Beitragvon Rigolax » So 26. Aug 2018, 14:46

Man muss das meines Erachtens im Wortlaut ganz genau lesen: "vorwiegend dem Vorführen und Kommentieren des Spielens eines virtuellen Spiels dienen". Wenn man ein Spiel spielt, aber über Gott und die Welt redet, dann dient dies nicht dem "Kommentieren des Spielens eines virtuellen Spiels". "vorwiegend" ist hier auslegungsbedürftig, dürfte aber sicherlich nicht greifen, wenn über 50% der Zeit nicht das eigntliche Spielgeschehen kommentiert wird. In der Praxis reden Streamer gerne mehr beim Spielen über andere Themen, aber es hängt sehr von Fall zu Fall ab.

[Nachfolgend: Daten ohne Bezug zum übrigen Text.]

PR #21, opened 2018-03-03
Bump glpk to 4.65

jakirkham:
Fixes https://github.com/conda-forge/conda-forge-pinning-feedstock/issues/13

cc @dougalsutherland

PR #120, opened 2018-09-11
Bump glib pin to 2.56, matching defaults

pkgw:
As per #21.


ocefpaf:
Let's bump the package version too to get that in. (The other two pending PRs are kind of stale and we should not wait from them.)

pkgw:
Like so?

PR #122, opened 2018-09-20
Pin hdf5 to 1.10.3

tschoonj:


recipe/conda_build_config.yaml
```diff
@@ -341,7 +341,7 @@ harfbuzz:
 hdf4:
   - 4.2
 hdf5:
-  - 1.10.2
+  - 1.10.3
```
ocefpaf: We don't pin software here unless it **must** diverge from the global pinning.

You should send a PR to https://github.com/conda-forge/conda-forge-pinning-feedstock/blob/master/recipe/conda_build_config.yaml#L344 instead so all packages will get re-pinned.

ocefpaf: Jeez I clicked on your hdf5 PR and commented here. Sorry. Disregard what I wrote above. This is correct!

ocefpaf:
Please bump the build number to get a new package.

scopatz:
Thanks @tschoonj and @ocefpaf!

tschoonj:
Cool: so do I open a PR in h5py-feedstock to ensure a new build gets made against hdf5 1.10.3 or does this happen automagically?

scopatz:
Yeah, you can open an rerender PR if you want to ensure this version of hdf5 is used.  Otherwise it will happen automatically whenever h5py gets rebuilt next.

PR #125, opened 2018-09-26
Drop HDF5 pin back to 1.10.2; bump version to 2018.09.26

### LINKED ISSUE #124: Drop hdf5 pin back to 1.10.2?
As per [h5py-feedstock #35](https://github.com/conda-forge/h5py-feedstock/pull/35). It looks like the upgrade to HDF5 1.10.3 may have been a bit premature, as the h5py test suite fails when built against it.

CC @jakirkham .

pkgw:
HDF5 1.10.3 [causes problems for
h5py](https://github.com/conda-forge/h5py-feedstock/pull/33#issuecomment-423360989)
so we don't want to start using later versions until these problems are ironed
out.

Closes #124.

Checklist


ocefpaf:
Maybe we should pin h5py's meta.yaml instead of reverting this. As far as I
know 1.10.3 has some security updates and most of the packages are OK with
it.

scopatz:
Yeah, that would be better, ultimately, if h5py cannot be patched and does not make a timely release. Are they aware of the issue?

jakirkham:
cc @conda-forge/h5py

jakirkham:
If `h5py` cannot be installed with other parts of the stack due to `hdf5` version mismatch, that’s problematic as well.

scopatz:
Sure, but if h5py pins an hdf5 version, won't most other parts of the stack be OK with using that hdf5 version?

scopatz:
Also, it is kind of weird to me that they did something that was API breaking enough to cause h5py to fail on a micro version number bump.

jakirkham:
The issue is known to `h5py` developers. ( https://github.com/h5py/h5py/issues/1088 ) Though there is no known fix AFAIAA.

I’m not sure. HDF5 needs to be pinned at the patch version. So packages would need to be rebuilt with this exact version. As two people have sent PRs within a day of each other requesting `h5py` update it’s `hdf5` version, it suggests there’s more to the story here.

While there are some invalid pointer dereferencing issues and some zero division issues, the CVEs do not seem so severe that we need to push the stack to the newest version before we are ready.

tacaswell:
The change is that different exceptions are coming out of the guts.  

If CF wants to push forward I suggest applying a patch that removes / known-fails those two tests.

PR #130, opened 2018-10-08
Pin nlopt

jschueller:
hello,
nlopt's commit
https://github.com/stevengj/nlopt/commit/61fe5161861c7658c70563fbf3abf456fb3ce980
adds get_errmsg (after 2.4.2), and it's used in the public cxx interface, so libs linked against nlopt 2.5.0 cannot be used with 2.4, I experienced it with openturns packages today (https://github.com/conda-forge/openturns-feedstock/pull/61)
As there are other c++ packages here (https://github.com/search?l=YAML&q=org%3Aconda-forge+nlopt&type=Code) that depend on nlopt I propose to move the pin here.

### DIFF
--- a/recipe/conda_build_config.yaml
+++ b/recipe/conda_build_config.yaml
@@ -227,6 +227,8 @@ pin_run_as_build:
     max_pin: x.x
   nettle:
     max_pin: x.x
+  nlopt:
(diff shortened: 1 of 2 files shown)


scopatz:
Thanks @jschueller!

PR #192, opened 2019-02-18
We do not want to support older pythons on the new achitectures

mariusvniekerk:
Checklist

### DIFF
--- a/recipe/conda_build_config.yaml
+++ b/recipe/conda_build_config.yaml
@@ -481,8 +481,8 @@ poppler:
 proj4:
   - 5.2.0
 python:
-  - 2.7
-  - 3.6
+  - 2.7      # [not (aarch64 or ppc64le)]
+  - 3.6      # [not (aarch64 or ppc64le)]
   - 3.7
 pyqt:
   - 5.6


mariusvniekerk:
cc @jjhelmus @hmaarrfk

hmaarrfk:
i don't know, i guess I kinda don't want to backport the whole python 3.7 build to 3.6, but missing the python 2.7 build might make somethings harder to compile. I guess it is a good time to cleanup that logic.

mariusvniekerk:
My proposal for py27 is just to use yum for it.  We should not be building by27 packages for the new architectures

hmaarrfk:
The beauty of python is that it is an interpretted language. we are enabling people to use new hardware. Python 2.7 compiles well on arch:

https://anaconda.org/archiarm/python/files

I don't think we should be imposing our **bleeding edge** views on others just yet.

mariusvniekerk:
i think we can build py27, we just dont want to build things that are downstream of it.

hmaarrfk:
so you don't want to build matplotlib 2.2.3 for example?

mariusvniekerk:
for py37 sure, why not

hmaarrfk:
truthfully, i don't care about py2.7, py3.6 I think we should build.

At the very least, sometimes py3.7 breaks, and users can quite easily fall back on py.36 if they need.

hmaarrfk:
more importantly, I understand our time is limited, and as you said before, many py2.7 issues will keep comming up.

mariusvniekerk:
@hmaarrfk if you want to port the py36 build we can keep py36, but otherwise probably this.

hmaarrfk:
I don't have time to port 3.6 this next week, so that is why I basically
approve moving forward.

jjhelmus:
Rather than framing this as a "never support older python" I think it might be better to think of this as "python 3.7 first".  If there is interest and people willing to do the work there is no reason why other version of Python cannot be supported on these architectures but getting a Python 3.7 stack out initially seems like a reasonable goal.

jjhelmus:
Python 2.7 and 3.6 are available in `defaults` for the `linux-ppc64le` platform.  Perhaps this filter should be limited to aarch64?

mariusvniekerk:
@jjhelmus for ppc64le i'd personally prefer that its the same as for aarch64 just because it makes things easier as far as the migration goes.  If there is demand we can add the others later.

hmaarrfk:
I just finished cherry-picking all your mods marius. Things seems to be building.

The reason why i don't like skipping 2.7 and 3.6, is that the same issue will pop up with numpy 1.11.

We will need to build basically many numpy versions. It will take a while, but otherwise, we will need to add exceptions to so many pinnings and recipes.

Some software requires numpy 1.13 to build so :/

hmaarrfk:
In 3 hours, it still doesn't work, feel free to merge this. 

I would just prefer if we didn't have needless aarch64 restrictions

hmaarrfk:
Ultimately, I don't want the python 3.6, 3.7, 2.7 recipes to diverge too much. The ability to cherry-pick between recipes is something I don't want to loose. If the arm migration makes things harder for other maintainers, that isn't a good thing.

it is already too complicated to get things into conda-forge due to the multi-os nature of things.

hmaarrfk:
xref: https://github.com/conda-forge/python-feedstock/pull/237
xref: https://github.com/conda-forge/python-feedstock/pull/236

mariusvniekerk:
given that they build now we can cancel this one

PR #193, opened 2019-02-22
readline 8

CJ-Wright:
Checklist

### DIFF
--- a/recipe/conda_build_config.yaml
+++ b/recipe/conda_build_config.yaml
@@ -493,7 +493,7 @@ pyqt:
 qt:
   - 5.6
 readline:
-  - 7.0
+  - 8.0
 r_base:
   - 3.5.1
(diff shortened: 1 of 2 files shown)


CJ-Wright:
Attn: @conda-forge/core

mariusvniekerk:
So.... this has the potential to break cli application for quite a while.  Are we sure we want to land this without a migrator?

CJ-Wright:
do you want the migrator to land first?

jjhelmus:
How would this break cli applications?  Current packages are build against `readline` 7.0 and should be pinned appropriately.  If they are not they are already broken by the existence of the `readline` 8.0 package.  

As downstream packages are built this will create islands of incompatible packages (those with readline 7 and those with readline 8) but the solver will prevent these from being installed into the same environment.

PR #195, opened 2019-02-22
update build no for openssl

CJ-Wright:
Checklist

### DIFF
--- a/recipe/meta.yaml
+++ b/recipe/meta.yaml
@@ -8,7 +8,7 @@ source:
   path: .
 
 build:
-  number: 1 
+  number: 1
   noarch: generic
   script:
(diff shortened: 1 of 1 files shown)


recipe/meta.yaml
```diff
@@ -8,7 +8,7 @@ source:
   path: .
 
 build:
-  number: 0
+  number: 1
```
CJ-Wright:
```suggestion
  number: 1
```

recipe/meta.yaml
```diff
@@ -8,7 +8,7 @@ source:
...
```
ocefpaf: I prefer to always bump the `CalVer` above and just leave the build number `0` forever. It would avoid confusions like this and will always help us spot the version/release date immediately.

PR #211, opened 2019-03-18
pin libspatialindex

ocefpaf:
Goes together with https://github.com/conda-forge/libspatialindex-feedstock/pull/18.

We are not pinning libspatialindex at the moment and everything build with `1.8.5` may be broken once we merge https://github.com/conda-forge/libspatialindex-feedstock/pull/18. I guess we need to do a repo patch in this case. Unless someone has a better idea...


scopatz:
Thanks @ocefpaf!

Davon abgesehen sind Rechtstexte ja eher teleologisch, also zweckorientiert zu interpretieren. Die Rundfunklizenzpflicht dient auch zur Sicherung des Meinungspluralismus. Dem trägt § 20b (1) 1 z.B Rechnung: "nur geringe Bedeutung für die individuelle und öffentliche Meinungsbildung entfalten". Könnte man das trivial umgehen, in dem man alibilimäßig ein Spiel spielt, wäre das System absurd.

Aber gut, das müssen juristisch qualifizierte Menschen wohl klären.